PR #1107, opened 2020-04-22
impr: cmo generation to use java models (FPLA-1488)

swalker125:

https://tools.hmcts.net/jira/browse/FPLA-1488

### Change description ###

CMO generation using java objects instead of maps

```
[ ] Yes
[x] No
```


service/src/main/java/uk/gov/hmcts/reform/fpl/service/CaseManagementOrderGenerationService.java
```diff
@@ -233,42 +235,53 @@ private DocmosisRepresentative getApplicantDetails(String applicantName, Solicit
...
+
+        int directionNumber = 2;
+        ParentsAndRespondentsDirectionAssignee respondentHeader = null;
+        OtherPartiesDirectionAssignee otherHeader = null;
+
+        for (Element<Direction> element : directions) {
+            Direction direction = element.getValue();
+
+            if (direction.getParentsAndRespondentsAssignee() != null) {
+                DocmosisDirection.Builder builder = buildBaseDirection(direction, directionNumber++);
```
lewisbirks, line 253: If you want this could be extracted to outside the `if`, and the add also could be extracted to the end of the `if`

swalker125: will update because that's a good little change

=-=-=

From the data above, pick out each line containing "null" and copy it.

+        ParentsAndRespondentsDirectionAssignee respondentHeader = null;
+        OtherPartiesDirectionAssignee otherHeader = null;
+            if (direction.getParentsAndRespondentsAssignee() != null) {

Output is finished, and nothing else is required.